- Activity
Using the data below, show every line where the word "invoke" occurs.

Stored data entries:
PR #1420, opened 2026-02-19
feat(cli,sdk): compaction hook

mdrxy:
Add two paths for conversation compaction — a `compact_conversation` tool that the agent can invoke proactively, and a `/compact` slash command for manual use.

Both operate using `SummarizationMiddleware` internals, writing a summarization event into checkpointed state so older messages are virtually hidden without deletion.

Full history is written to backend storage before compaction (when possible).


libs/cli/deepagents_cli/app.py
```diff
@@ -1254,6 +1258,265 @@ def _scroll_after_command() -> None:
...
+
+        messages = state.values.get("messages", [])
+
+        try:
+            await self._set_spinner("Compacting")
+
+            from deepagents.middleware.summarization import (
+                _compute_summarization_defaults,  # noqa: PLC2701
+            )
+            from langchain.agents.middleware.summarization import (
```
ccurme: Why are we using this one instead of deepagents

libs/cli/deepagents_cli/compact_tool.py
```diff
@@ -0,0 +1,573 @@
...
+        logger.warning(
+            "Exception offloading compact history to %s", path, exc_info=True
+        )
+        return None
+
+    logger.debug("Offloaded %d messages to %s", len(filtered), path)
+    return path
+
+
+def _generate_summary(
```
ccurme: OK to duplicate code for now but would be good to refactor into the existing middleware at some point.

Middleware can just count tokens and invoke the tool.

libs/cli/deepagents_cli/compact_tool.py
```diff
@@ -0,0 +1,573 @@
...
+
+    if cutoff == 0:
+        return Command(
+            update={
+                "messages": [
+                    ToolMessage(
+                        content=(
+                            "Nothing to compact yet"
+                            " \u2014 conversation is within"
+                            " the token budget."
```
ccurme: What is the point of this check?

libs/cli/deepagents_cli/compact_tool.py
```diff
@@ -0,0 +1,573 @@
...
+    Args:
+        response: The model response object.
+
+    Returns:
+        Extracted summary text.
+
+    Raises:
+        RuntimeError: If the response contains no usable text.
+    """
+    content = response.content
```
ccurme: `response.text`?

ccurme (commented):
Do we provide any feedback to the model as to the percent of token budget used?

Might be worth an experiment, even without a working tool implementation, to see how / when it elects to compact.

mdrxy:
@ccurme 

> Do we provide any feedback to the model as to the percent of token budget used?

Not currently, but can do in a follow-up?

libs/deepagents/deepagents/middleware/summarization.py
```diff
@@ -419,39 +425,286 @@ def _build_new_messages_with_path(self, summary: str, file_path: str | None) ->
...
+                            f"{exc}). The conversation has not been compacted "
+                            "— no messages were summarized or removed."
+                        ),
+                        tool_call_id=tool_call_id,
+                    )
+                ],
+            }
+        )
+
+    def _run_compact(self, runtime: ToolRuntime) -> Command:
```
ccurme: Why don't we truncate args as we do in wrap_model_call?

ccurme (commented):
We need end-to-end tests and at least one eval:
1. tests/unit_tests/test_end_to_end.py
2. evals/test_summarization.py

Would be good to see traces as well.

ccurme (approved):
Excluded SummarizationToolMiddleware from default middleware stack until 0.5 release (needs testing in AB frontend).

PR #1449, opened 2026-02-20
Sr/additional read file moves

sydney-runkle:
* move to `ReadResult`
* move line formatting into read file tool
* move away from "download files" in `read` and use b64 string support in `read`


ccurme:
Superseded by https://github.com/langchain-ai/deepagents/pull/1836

==

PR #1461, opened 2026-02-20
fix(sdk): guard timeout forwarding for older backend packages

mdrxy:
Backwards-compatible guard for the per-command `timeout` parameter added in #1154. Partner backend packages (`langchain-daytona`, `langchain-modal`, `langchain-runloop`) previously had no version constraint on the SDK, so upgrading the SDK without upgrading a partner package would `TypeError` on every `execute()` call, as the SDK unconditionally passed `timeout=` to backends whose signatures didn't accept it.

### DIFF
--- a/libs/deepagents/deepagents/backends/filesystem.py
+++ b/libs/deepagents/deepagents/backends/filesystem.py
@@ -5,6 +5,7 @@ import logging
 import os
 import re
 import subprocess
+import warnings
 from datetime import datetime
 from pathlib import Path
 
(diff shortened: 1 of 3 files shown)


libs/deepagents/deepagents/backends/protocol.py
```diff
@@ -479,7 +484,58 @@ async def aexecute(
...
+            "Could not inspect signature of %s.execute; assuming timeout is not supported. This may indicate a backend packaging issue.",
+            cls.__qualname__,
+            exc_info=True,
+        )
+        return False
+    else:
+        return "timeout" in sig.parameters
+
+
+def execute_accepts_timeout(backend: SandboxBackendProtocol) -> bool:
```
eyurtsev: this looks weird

==

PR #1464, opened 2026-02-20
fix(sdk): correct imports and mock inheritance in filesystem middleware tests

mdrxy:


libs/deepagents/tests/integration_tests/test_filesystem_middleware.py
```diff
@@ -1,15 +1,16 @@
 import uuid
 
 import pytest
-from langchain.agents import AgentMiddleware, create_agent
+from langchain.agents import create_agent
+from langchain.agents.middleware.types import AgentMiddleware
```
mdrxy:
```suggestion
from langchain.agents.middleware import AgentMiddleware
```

- Answer section
Add two paths for conversation compaction — a `compact_conversation` tool that the agent can invoke proactively, and a `/compact` slash command for manual use.
Middleware can just count tokens and invoke the tool.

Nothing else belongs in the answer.